→ **Work request**: Set down exactly the lines in the records below that run from the line with "No screen recording" to the line with "## How should this be tested?", inclusive, and nothing more.

→ **Data section**:
PR #1235, opened 2026-07-24
fix(erp): match multi-word and untrimmed list searches

### LINKED ISSUE #1234: Item list search misses multi-word queries ("M8 Washer" doesn't find "Washer, Flat, M8")
### Issue Summary

On the Inventory and Items (Parts/Materials/Tools/Consumables/Services) list screens, the search box only matches when the typed text appears as one contiguous substring of the record. A multi-word query whose words appear in a different order than the record's name never matches, and a trailing or leading space in the search box breaks matching entirely.

### Steps to Reproduce

1. Go to Inventory (or Items > Parts).
2. Find or create an item named e.g. `Washer, Flat, M8`.
3. Type `M8 Washer` into the search box.
4. Also try `M8 Washer ` (trailing space) and `M8` (single word, for comparison).

### Actual Results

- `M8 Washer` returns nothing, even though every word in the query appears in the item's name.
- `M8 Washer ` (trailing space) also returns nothing.
- `M8` alone works fine.

### Expected Results

- `M8 Washer` and `M8 Washer ` should both return `Washer, Flat, M8` — every word the user typed is present in the record, just in a different order. Carbon's own global (Cmd+K) search already behaves this way: it trims whitespace and matches on all words in any order (see `packages/database/supabase/migrations/20260419140000_search-trigram-substring.sql`).

### Technical details

- Server-side query construction, not browser-specific. Each list service (`apps/erp/app/modules/inventory/inventory.service.ts`, `apps/erp/app/modules/items/items.service.ts`) interpolates the whole `search` param into a single `%...%` PostgREST `ilike` pattern, so it can only match a contiguous substring, and nothing trims the value first.

### Evidence

- Confirmed by reading the query construction directly — every affected function does `query.or(\`name.ilike.%${args.search}%,...\`)` with the raw, untrimmed string.

I have a small fix ready and will open a PR shortly.

layne-sygnet:
## What does this PR do?

- Fixes #1234

Item list search (Inventory, Parts, Materials, Tools, Consumables, Services) only matched when the typed query appeared as one contiguous substring, so searching `M8 Washer` never found a part named `Washer, Flat, M8`, and a trailing or leading space broke matching entirely.

This adds a small `setSearchFilter` helper (`apps/erp/app/utils/query.ts`) that splits the search term into whitespace-separated tokens and ANDs one `ilike` OR-group per token, so every token must match somewhere across the searched columns, in any order. This mirrors the tokenization Carbon's own global (Cmd+K) search already does — `search_company_index()` in `packages/database/supabase/migrations/20260419140000_search-trigram-substring.sql` trims, collapses whitespace, and AND-joins tokens into a tsquery. This PR brings the list-screen search path in line with that existing behavior rather than introducing a new one.

Also trims the search box value before it reaches the URL (`SearchFilter.tsx` in both `apps/erp` and `apps/mes`), so leading/trailing spaces never affect matching, on every list screen that uses the shared search box.

**Single-word searches are unchanged** — the new code produces the exact same query PostgREST sees today when the search term is one word (covered by a unit test).

**Scope:** this PR touches 7 call sites — Inventory quantities (×2) and Parts/Consumables/Materials/Tools/Services. There are roughly 75 other `.ilike` search call sites elsewhere in the app (sales, purchasing, quality, receipts, shipments, etc.) with the same underlying pattern. Happy to follow up with those separately, or to narrow/widen this PR's scope if you'd prefer a different cut.

**On query cost:** a 2-word search now runs 2 `ilike` OR-groups instead of 1, both against the same unindexed columns as before. Since AND-ing tokens is strictly more selective than the old single-substring match, this shouldn't be slower in practice, but I don't have production-scale data to confirm — flagging it in case it's worth a second look.

## Visual Demo

No screen recording available in this environment. Reproduction steps and expected before/after behavior are in "How should this be tested?" below — happy to add a screen recording if that would help review.

## Mandatory Tasks

- [x] I confirm automated tests are in place that prove my fix is effective

## How should this be tested?

- Unit test: `pnpm --filter erp exec vitest run app/utils/query.test.ts` — covers `getSearchTokens` and `setSearchFilter` directly, including the exact clause strings emitted for multi-word, whitespace-only, and single-word inputs.
- **Note:** `apps/erp` doesn't currently have a `test` script wired into the root `pnpm test` / CI (its 13 existing test files aren't run there either), so this test runs via the command above but not automatically in CI. Flagging that gap rather than leaving it silent — happy to help wire it up if useful, as a separate PR.
- Manual repro: on Inventory or Items > Parts, find/create an item named e.g. `Washer, Flat, M8`. Search `M8 Washer` — it now appears. Search `M8 Washer ` (trailing space) — same result. Search a single word like `M8` — behavior is unchanged from before this PR.
- Locally passing: `pnpm exec biome check`, `pnpm exec turbo run typecheck --filter=erp --filter=mes`, `pnpm run lingui:check` (no `.po` diff — no user-facing strings changed), `pnpm test` (21/21 packages).

## Checklist

*(all applicable items followed; nothing to flag)*

## Summary by CodeRabbit

* **New Features**
  * Improved search across inventory and item listings, including multi-word searches and relevant item identifiers.
  * Search handling now sanitizes special characters for safer, more reliable results.

* **Bug Fixes**
  * Leading and trailing spaces are removed from search terms before updating the URL.
  * Empty or whitespace-only searches no longer apply unnecessary filters.


barbinbrad (approved):

barbinbrad:
Thanks for this fix!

→ **Response to the task**:
No screen recording available in this environment. Reproduction steps and expected before/after behavior are in "How should this be tested?" below — happy to add a screen recording if that would help review.

## Mandatory Tasks

- [x] I confirm automated tests are in place that prove my fix is effective

## How should this be tested?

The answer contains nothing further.